Runnig Nextflow Chipseq

Hi everyone! My name is Taimor I am a bionformatics RA at BCH. I am trying to run Nextflow chipseq pipeline for some of the researchers in my lab and am encountering some issuses. Currently the error i’m getting is related to the sample sheet i don’t understand how to make it.
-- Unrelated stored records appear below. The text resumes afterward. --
PR #1401, opened 2024-06-21
Autobump Collector VERSION to latest on build - 

nslaughter:
The purpose of the PR is to automate the Lambda Layer Collector build and release process by extracting version information from dependency files for the `LDFLAGS` in `go build` and store the information in the `VERSION` file where it can be used by processes (such as crafting release notes) where consistent version information is needed.


collector/Makefile
```diff
@@ -4,8 +4,7 @@ BASE_SPACE:=$(shell pwd)
 BUILD_SPACE:=$(BASE_SPACE)/build
 BUCKET_NAME:=lambda-artifacts-$(shell dd if=/dev/random bs=8 count=1 2>/dev/null | od -An -tx1 | tr -d ' \t\n')
 LAYER_NAME:=otel-collector
-
-VERSION=$(shell cat VERSION)
+VERSION=$(shell curl -s https://raw.githubusercontent.com/open-telemetry/opentelemetry-collector-contrib/main/versions.yaml | grep 'version:' | head -1 | awk '{print $$2}')
```
tylerbenson: What about grepping `/collector/go.mod` directly for `go.opentelemetry.io/collector ` (with space at end) and parsing the version number from there?

nslaughter: We can certainly switch to that approach.

nslaughter: @tylerbenson to confirm, you mean getting [this line ](https://github.com/open-telemetry/opentelemetry-lambda/blob/c55ad8742d9d4714a950fe4eaf11ed3246673577/collector/go.mod#L135) right?

tylerbenson: That's what I was thinking of... I'm concerned with the approach you proposed as it expects we're always on the latest release, but that's not necessarily the case.  Open to other ideas though.

collector/Makefile
```diff
@@ -4,14 +4,13 @@ BASE_SPACE:=$(shell pwd)
 BUILD_SPACE:=$(BASE_SPACE)/build
 BUCKET_NAME:=lambda-artifacts-$(shell dd if=/dev/random bs=8 count=1 2>/dev/null | od -An -tx1 | tr -d ' \t\n')
 LAYER_NAME:=otel-collector
-
-VERSION=$(shell cat VERSION)
```
tylerbenson, line 8: Is the `VERSION` file being used for anything but this? If not, I think the file should be deleted and report the version through the environment variable.

collector/Makefile
nslaughter: made changes

collector/Makefile
tylerbenson: That is for Javascript... I don't think it's pulling the VERSION from the collector folder.

nslaughter: All I can say at the moment is that after reviewing the search, I'm not comfortable deleting it. I did some more looking, but I didn't want to keep confirming that one more thing didn't rely on that file. I would rather settle for the small but certain victory on this case.

nslaughter: You were right that my comment pointed to the javascript. I found another oddity in there that I would like to explore where version is 0.0.0 in one of the configs, but in both cases I'd take a bit of focused time on the issue.

tylerbenson: I understand being cautious about it... if you think it's important to keep it updated, that's fine. Perhaps it's better to have it be local only and not checked into git?

tylerbenson (approved):
Thanks for doing this.

rapphil (approved):

collector/Makefile
```diff
@@ -4,14 +4,13 @@ BASE_SPACE:=$(shell pwd)
...
+OTELCOL_VERSION="UNSET" # run recipe set-otelcol-version to get this
 GIT_SHA=$(shell git rev-parse HEAD)
 GOARCH ?= amd64
 GOBUILD=GO111MODULE=on CGO_ENABLED=0 installsuffix=cgo go build -trimpath
 BUILD_INFO_IMPORT_PATH=main
 
-LDFLAGS=-ldflags "-s -w -X $(BUILD_INFO_IMPORT_PATH).GitHash=$(GIT_SHA) -X $(BUILD_INFO_IMPORT_PATH).Version=$(VERSION) \
+LDFLAGS=-ldflags "-s -w -X $(BUILD_INFO_IMPORT_PATH).GitHash=$(GIT_SHA) -X $(BUILD_INFO_IMPORT_PATH).Version=$(OTELCOL_VERSION) \
```
rapphil, line 13: TIL variables in Makefiles are dynamically expanded.

rapphil: https://www.gnu.org/software/make/manual/html_node/Using-Variables.html#:~:text=Variables%20and%20functions%20in%20all,at%20the%20time%20of%20expansion.

Issue #1838, opened 2025-05-31
Go: auto-bump go version


maxday:
In order to reduce maintenance effort (see: #1812), it would be great to see `go` version to be auto-bumped.

I think there are two sub tasks for this:

1. Remove hardcoded `go-version` in GitHub Actions worflows as it can lead to version mismatch, ie on main today: https://github.com/open-telemetry/opentelemetry-lambda/blob/3af180dc7f9dde4e06a939bd794b0430840dcddd/.github/workflows/ci-collector.yml#L27 and https://github.com/open-telemetry/opentelemetry-lambda/blob/3af180dc7f9dde4e06a939bd794b0430840dcddd/.github/workflows/ci-python.yml#L51 
2. Use a GitHub action to auto-bump go.mod go version. Unfortunately that's not yet supported by Dependabot (source: https://github.com/dependabot/dependabot-core/issues/9057)

I will tackle both of these
Thanks!

maxday:
1. Should be tackled by this: #1839

maxday:
now that 1. is merged, https://github.com/open-telemetry/opentelemetry-lambda/pull/1848 has been opened to tacked 2.

thompson-tomo:
Couldn't the solution be to switch to renovate like a large number of repos have already done?

wpessers:
It definitely could. But low maintainer capacity / low contributor activity means that's currently not being worked on. Feel free to open an issue and/or PR if you'd like to tackle that though.

thompson-tomo:
No worries pr for renovate config available via #2336

PR #1848, opened 2025-06-04
feat: go mod auto version update

maxday:
This is a follow-up PR on this: https://github.com/open-telemetry/opentelemetry-lambda/pull/1839 to complete this: https://github.com/open-telemetry/opentelemetry-lambda/issues/1838

I've tried it on my fork and the PR with a bump is indeed created see the example here: https://github.com/maxday/opentelemetry-lambda/pull/7

Quick notes:
- Since the PR is created from a worflow step, it does NOT auto trigger the collector check to run (This is a documented mechanism to increase security + to prevent loops)
- I've added a step to run the check but there is no easy way to report the status on the PR. I think I can make it work with custom checks but I think it's good enough like this). When a new PR like this is created, we would need to manually check the status of the triggered action, IMO, it's still a huge benefit to have this auto-bump which is already detecting that we're behind one minor version 😅.

Let me know!
Max

### DIFF
--- a/collector/receiver/telemetryapireceiver/receiver.go
+++ b/collector/receiver/telemetryapireceiver/receiver.go
@@ -321,6 +321,10 @@ func newTelemetryAPIReceiver(
 		r.Attributes().PutStr(semconv.AttributeServiceName, "unknown_service")
 	}
 
+	if val, ok := os.LookupEnv("OTEL_SERVICE_NAME"); ok {
+		r.Attributes().PutStr(semconv.AttributeServiceName, val)
+	}
+
 	for env, resourceAttribute := range envResourceMap {
 		if val, ok := os.LookupEnv(env); ok {
 			r.Attributes().PutStr(resourceAttribute, val)


.github/workflows/ci-gomod-auto-upgrade.yaml
```diff
@@ -0,0 +1,15 @@
...
+permissions:
+  contents: read
+jobs:
+  gomod-go-version-updater-action:
+    permissions:
+      contents: write
+      pull-requests: write
+    runs-on: ubuntu-latest
+    steps:
+      - uses: 030/gomod-go-version-updater-action@7de28fa4093a877ba8924f7901e6c7b6e5dd3954 # v0.3.3
```
tylerbenson: Is this being used anywhere else within otel?

maxday: @tylerbenson no I could not find other usage. Maybe we can pioneer this and influence other go repos if this is working well for us?
if you look at the code, it's a very simple action: https://github.com/030/gomod-go-version-updater-action/blob/main/main.py

tylerbenson: @trask @carlosalberto @jaronoff97 @codeboten WDYT?  Does this need further review or good to go?

trask: from a security perspective, I personally avoid github actions that are not widely used, since it's one more attack vector you have to worry about

that said, I don't think we have any official guidance for OpenTelemetry repositories, and I suspect that we would first focus on limiting the github token permissions, since that's typically the easier win:

> An action can access the GITHUB_TOKEN through the github.token context even if the workflow does not explicitly pass the GITHUB_TOKEN to the action. As a good security practice, you should always make sure that actions only have the minimum access they require by limiting the permissions granted to the GITHUB_TOKEN. For more information, see [Permissions for the GITHUB_TOKEN](https://docs.github.com/en/actions/security-for-github-actions/security-guides/automatic-token-authentication#permissions-for-the-github_token).

(https://docs.github.com/en/actions/security-for-github-actions/security-guides/automatic-token-authentication#using-the-github_token-in-a-workflow)

In this particular case though, have you checked if Renovate will automatically update this for you? The majority of OpenTelemetry repos are on Renovate now, and I believe the Go repos were early Renovate adopters.

cc @open-telemetry/sig-security-approvers @open-telemetry/go-approvers

maxday:
oops sorry I removed the branch 😶‍🌫️ , will reopen

PR #1852, opened 2025-06-09
Fix telemetryapi not picking up service name

### LINKED ISSUE #1851: telemetryapi receiver not picking up service name label
**Describe the bug**
When using `telemetryapi`, the service name is always equal to the function name. `OTEL_SERVICE_NAME` is ignored.

**Steps to reproduce**
- Create and instrument a Lambda function
- Set `OTEL_SERVICE_NAME` environment variable
- Enable `telemetryapi` receiver for logs
- Send logs to your OTEL backend of choice and check the `service_name` label. It will be equal to the function name, not the value of `OTEL_SERVICE_NAME`.

Service name label should be equal to value of `OTEL_SERVICE_NAME`.

**What did you see instead?**
Service name label is Lambda function name

0.14.0 (collector layer)

JavaScript, Go

**Additional context**

tarek-sater-pf:
Fixes #1851

### DIFF
--- a/collector/receiver/telemetryapireceiver/receiver.go
+++ b/collector/receiver/telemetryapireceiver/receiver.go
@@ -321,6 +321,10 @@ func newTelemetryAPIReceiver(
 		r.Attributes().PutStr(semconv.AttributeServiceName, "unknown_service")
 	}
 
+	if val, ok := os.LookupEnv("OTEL_SERVICE_NAME"); ok {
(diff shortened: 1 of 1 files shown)


tylerbenson (commented):
Seems ok to me.  @open-telemetry/lambda-extension-approvers any objections?

serkan-ozal (approved):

I’m currently using,

(env_nf) **\[**\~/Nextflow**\]**

taimor**@**RDT01154 $ cat chengxin_samplesheet.csv
sample,fastq_1,fastq_2,replicate,antibody,control,control_replicate
WT_BCATENIN_IP,/storage2/researchers/chengxian/ChIP_seq/AltN468/trimmed_fastq/CXL1239_R1.trimmed.fastq.gz,,1,BCATENIN,WT_INPUT,1
WT_BCATENIN_IP,/storage2/researchers/chengxian/ChIP_seq/AltN468/trimmed_fastq/CXL1239_R2.trimmed.fastq.gz,,2,BCATENIN,WT_INPUT,2

and the error i get is,

Command output:

  ERROR: Please check samplesheet -> Control identifier and replicate has to match a provided sample identifier and replicate!

  Control: 'WT_INPUT_REP1'

Command error:

  WARNING: Skipping mount /usr/local/var/singularity/mnt/session/etc/resolv.conf \[files\]: /etc/resolv.conf doesn't exist in container

  ERROR: Please check samplesheet -> Control identifier and replicate has to match a provided sample identifier and replicate!

  Control: 'WT_INPUT_REP1'

The exact command i run is,

nextflow run nf-core/chipseq \\
    -profile singularity \\
    --input chengxin_samplesheet.csv \\
    --outdir chengxin_out \\
    --fasta /storage/genomes/mm9_AJ851868ins/mm9_AJ851868ins.fa \\
    --gtf /storage/genomes/mm9_AJ851868ins/annotation/genes.mm9_AJ851868ins.gtf \\
    --read_length 100 \\
    --save_reference

I am new to this as this is my 1st time any help would be appreciated!

best,

Taimor

Hi @Taimor_Williams,

Firstly, welcome to Nextflow and welcome to the communtiy!

The key is this line:

ERROR: Please check samplesheet -> Control identifier and replicate has to match a provided sample identifier and replicate!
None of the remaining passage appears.